In dem aktuelleren IPCC-Bericht (Intergovernmental panel on climate change) „Climate Change 2021“ wurde dann aber herausgestellt, dass der Einfluss des Methanausstoßes auf das Klima um das Drei- bis Vierfache überschätzt wird, da das ausgeschiedene Methan durch einen Oxidationsprozess in einem ca. 10jährigen Kreislauf wieder abgebaut wird.

Da Methan aber dennoch ein globales Erwärmungspotenzial besitzt, beschäftigen sich gerade in jüngster Zeit national und international zahlreiche Wissenschaftler mit zahlreichen Strategien zur Verringerung der Methanemissionen.

Minderungsstrategien

Sowohl seitens der Züchtung als auch einer gezielten Einflussnahme durch bestimmte Futterzusätze bzw.
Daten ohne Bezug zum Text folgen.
PR #187, opened 2018-10-17
Offer virtual method for controlling error messages

AArnott:
This is in response to https://github.com/Microsoft/python-language-server/pull/276#issuecomment-430803359 where we discovered that an easier way to customize error messages than a message routing extension would be helpful.

### DIFF
--- a/src/StreamJsonRpc/JsonRpc.cs
+++ b/src/StreamJsonRpc/JsonRpc.cs
@@ -264,6 +264,8 @@ namespace StreamJsonRpc
 
             /// <summary>
             /// Occurs when a locally invoked method from a <see cref="JsonRpcRequest"/> throws an exception (or returns a faulted <see cref="Task"/>).
+            /// <see cref="TraceListener.TraceData(TraceEventCache, string, TraceEventType, int, object[])"/> is invoked with the thrown <see cref="Exception"/>, request method name, request ID, and the argument object/array.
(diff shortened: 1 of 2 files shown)


src/StreamJsonRpc/JsonRpc.cs
```diff
@@ -942,6 +947,26 @@ protected virtual void Dispose(bool disposing)
...
+        /// This method may be overridden in a derived class to change the way error details are expressed.
+        /// </remarks>
+        protected virtual JsonRpcError.ErrorDetail CreateErrorDetails(JsonRpcRequest request, Exception exception)
+        {
+            var localRpcEx = exception as LocalRpcException;
+            return new JsonRpcError.ErrorDetail
+            {
+                Code = (JsonRpcErrorCode?)localRpcEx?.ErrorCode ?? JsonRpcErrorCode.InvocationError,
+                Message = exception.Message,
+                Data = localRpcEx != null ? localRpcEx.ErrorData : new CommonErrorData(exception),
```
ikeras: Can ErrorData be null? If so, does it matter if that's what returned for Data?

AArnott: Yes, the error.data property [may be null](https://www.jsonrpc.org/specification#error_object). And yes, the intent here is that if the special exception is thrown that gives control over the data object, that we honor it, even if it is null.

Futterinhaltstoffe gibt es zahlreiche nationale und internationale Bestrebungen, auf die Methanproduktion von Wiederkäuern Einfluss zu nehmen.
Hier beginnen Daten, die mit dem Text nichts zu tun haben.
PR #189, opened 2018-10-18
Remove UTF-8 preamble from JSON-RPC messages

AArnott:
This fixes a regression from 1.x

### DIFF
--- a/src/StreamJsonRpc.Tests/JsonMessageFormatterTests.cs
+++ b/src/StreamJsonRpc.Tests/JsonMessageFormatterTests.cs
@@ -1,8 +1,9 @@
-﻿using System;
-using System.Collections.Generic;
-using System.Linq;
+﻿// Copyright (c) Microsoft Corporation. All rights reserved.
+// Licensed under the MIT license. See LICENSE file in the project root for full license information.
+
+using System;
 using System.Text;
-using System.Threading.Tasks;
+using Nerdbank.Streams;
 using StreamJsonRpc;
 using StreamJsonRpc.Protocol;
 using Xunit;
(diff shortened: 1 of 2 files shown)


src/StreamJsonRpc/JsonMessageFormatter.cs
```diff
@@ -40,7 +45,7 @@ public class JsonMessageFormatter : IJsonRpcMessageTextFormatter
         /// that uses <see cref="Encoding.UTF8"/> for its text encoding.
```
jakebailey: If the default is different, then this comment should probably be updated. I don't `DefaultEncoding` value will be visible to people other than those who read the code.

src/StreamJsonRpc.Tests/JsonMessageFormatterTests.cs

Züchter haben bei Kühen gewisse tierindividuelle Unterschiede bezüglich der Methanproduktion festgestellt. Diese basieren zum einen auf anatomisch-physiologischen Variationen des Magen-Darm-Traktes (Pansengröße) und damit einhergehend einer verschiedenen Verweildauer des Futters im Pansen. Zum anderen scheinen sich Kühe auch in ihrer Mikrobiomzusammensetzung zu unterscheiden.
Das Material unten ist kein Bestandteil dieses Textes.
PR #232, opened 2019-02-02
Beef up docs default and non-default protocol settings

### LINKED ISSUE #230: Documentation: Default Protocol Case Poorly Documented
The current documentation does not provide any simple indication of what protocol is used by default (the `Content-Length: X \r\n\r\n[JSON BLOB]` message), nor the default text encoding. 

While this info is available if you go into extensibility page, the examples don't explain, for example, a server must prefix messages with a content-length header (instead of raw json), or they will be ignored. 

Adding a simple 'if you follow the examples in this walkthrough, we send this style of message, and expect this back, with this encoding' to the examples (probably to the connecting section) would make things considerably easier to read.

### LINKED ISSUE #231: Documentation: Changing between included protocols or headers not documented
While the `extensibility` page states there are alternative protocol handlers included in the library, none of the documentation shows how to consume them (not implement them). 

For example, if I wanted to switch to `LengthHeaderMessageHandler` or `HttpClientMessageHandler`, there's nothing in the documentation that says how to go from the simple documented `JsonRpc rpc = JsonRpc.Attach(stream)` connection method to an alternative protocol.

AArnott:
Fixes #230
Fixes #231

### DIFF
--- a/doc/connecting.md
+++ b/doc/connecting.md
@@ -14,7 +14,7 @@ Certain decisions about the protocol details must be made up front while constru
 This library includes several built-in protocol variants and options, and you can add your own. This is all documented in our [extensibility](extensibility.md) document.
 
 In the remaining samples in this section we use the convenient static `Attach` method which
-instantiates the class with the default settings and begins listening for messages immediately. Samples for changing aspects of the protocol are further below in the next section.
+instantiates the class with the default settings and begins listening for messages immediately. Samples for changing aspects of the protocol are in [a section below](#Configuring).
 
 ### Client
 
@@ -49,9 +49,9 @@ and before disposing the stream, you can hold the connection open as long as the
 await rpc.Completion;
 ```
 
-## Configuring/customizing the protocol
+## Configuring/customizing the protocol <a name="Configuring"></a>
 
-To alter the protocol in any way from the defaults, use the constructor directly instead.
+To alter the protocol in any way from the defaults, use the `JsonRpc` constructor directly, instead of using the static `Attach` method.
 This gives you a chance to provide your own `IJsonRpcMessageHandler`, set text encoding, etc. before sending or receiving any messages.
 Remember after configuring your instance to start listening by calling the `JsonRpc.StartListening()` method. This step is not necessary when using the static `Attach` method because it calls `StartListening` for you.
 
--- a/doc/connecting.md
+++ b/doc/connecting.md
@@ -7,12 +7,16 @@ or a pair of half-duplex `Stream` objects (e.g. STDIN and STDOUT streams). All A
 this document will assume a single bidirectional `Stream` for brevity.
 
 A JSON-RPC connection is created and managed via the `JsonRpc` class.
-Certain decisions about the protocol details must be made up front while constructing the `JsonRpc` class.
-These decisions are documented in our [extensibility](extensibility.md) document.
-For this document, we will use the defaults for these up-front decisions.
-Other configurations can be changed after instantiating the `JsonRpc` class. We will review these in this document.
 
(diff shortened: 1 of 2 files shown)


AArnott:
@iUnknwn I'd love to get your take on whether you feel these docs are adequate.

doc/connecting.md
```diff
@@ -7,12 +7,16 @@ or a pair of half-duplex `Stream` objects (e.g. STDIN and STDOUT streams). All A
...
+
 Certain decisions about the protocol details must be made up front while constructing the `JsonRpc` class.
-These decisions are documented in our [extensibility](extensibility.md) document.
-For this document, we will use the defaults for these up-front decisions.
-Other configurations can be changed after instantiating the `JsonRpc` class. We will review these in this document.
+This library includes several built-in protocol variants and options, and you can add your own. This is all documented in our [extensibility](extensibility.md) document.
 
-## Client
+In the remaining samples in this section we use the convenient static `Attach` method which
+instantiates the class with the default settings and begins listening for messages immediately. Samples for changing aspects of the protocol are further below in the next section.
```
ikeras: You may want to mention, or link to, the actual section. That way, if you ever insert another section in between, you don't have to remember to update this text.

doc/connecting.md
```diff
@@ -45,6 +49,41 @@ and before disposing the stream, you can hold the connection open as long as the
 await rpc.Completion;
 ```
 
+## Configuring/customizing the protocol
+
+To alter the protocol in any way from the defaults, use the constructor directly instead.
```
ikeras: I would say "use the JsonRpc constructor directly, instead of using the Attach method"

doc/connecting.md
AArnott: I wish I knew a good way to link _within_ a markdown document. I've seen ways documented, but haven't found one that works on github hosted docs.

AArnott: OK, I found at least one way. I've applied it.

doc/connecting.md
AArnott: Done.

iUnknwn:
This is a terrific improvement - thank you.

The only comment I'd have is it would be great to just include a small note that the procedure shown in `Configuring` is the client use case - to do the same for the server, you'd call `new JsonRpc(handler, target_obj)`.

Otherwise, this looks great.

AArnott:
Thanks for the feedback, @iUnknwn. Does #233 address your concern?

iUnknwn:
My recommendation would be to be explicit about it - something more like:

A client can switch to the alternate header format by doing:
```cs
Stream send, recv;
var formatter = new JsonMessageFormatter(Encoding.UTF8);
var handler = new LengthHeaderMessageHandler(send, recv, formatter);
// for servers, modify the constructor to include a target object (details below)
var jsonRpc = new JsonRpc(handler);
jsonRpc.StartListening();
```

For a server, the code is identical, except that a target object should be added (either by adding a target in the `JsonRpc` constructor (`new JsonRpc(handler, target_object)`, or via `[alternative methods]`). 

This way, there's a clear set of instructions for each use case (and less ambiguity on how the procedure would work for the other)

AArnott:
Thanks. I hesitate to go further to distinguish the server vs. client code because json-rpc is a peer to peer protocol so either or both sides can offer target methods and objects. The API for both sides are the same. So rather than split out their use cases as if client and server were very different, I prefer to emphasize their similarities. But it's all pointless if folks can't understand the docs.
If you believe you could get what you need from the docs when factored this way, then I'm satisfied, even if it isn't ideal for you. We can make further changes if we get more feedback from others.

Bei diesem züchterischen Ansatz müssen aber unbedingt eventuelle unerwünschte Zusammenhänge zwischen der Methanproduktion und der tierischen Produktivität beachtet werden.

Darüber hinaus wird intensiv der Einsatz von Futterzusätzen erforscht, welche die Methanerzeugung beeinflussen. Hier seien stellvertretend 3-Nitrooxypropanol (3-NOP), Nahrungsfette, Makroalgen, Hefen, ätherische Öle und sekundäre Pflanzenstoffe (z.B. Tannine und Saponine) genannt.

Darüber hinaus stellt sich den Praktikern die Frage, inwieweit bestimmte Rationsveränderungen, also auch ohne den Einsatz spezieller Futterzusätze, gegebenenfalls zu einer Methanminderung führen könnten. Bevor anhand verschiedener Rationstypen ein mögliches Methan-Minderungspotential durch eine diesbezüglich gezielte Rationsgestaltung aufgezeigt werden soll, nachfolgend erst einmal ein kurzer Blick auf die Gärbiologie von Methan.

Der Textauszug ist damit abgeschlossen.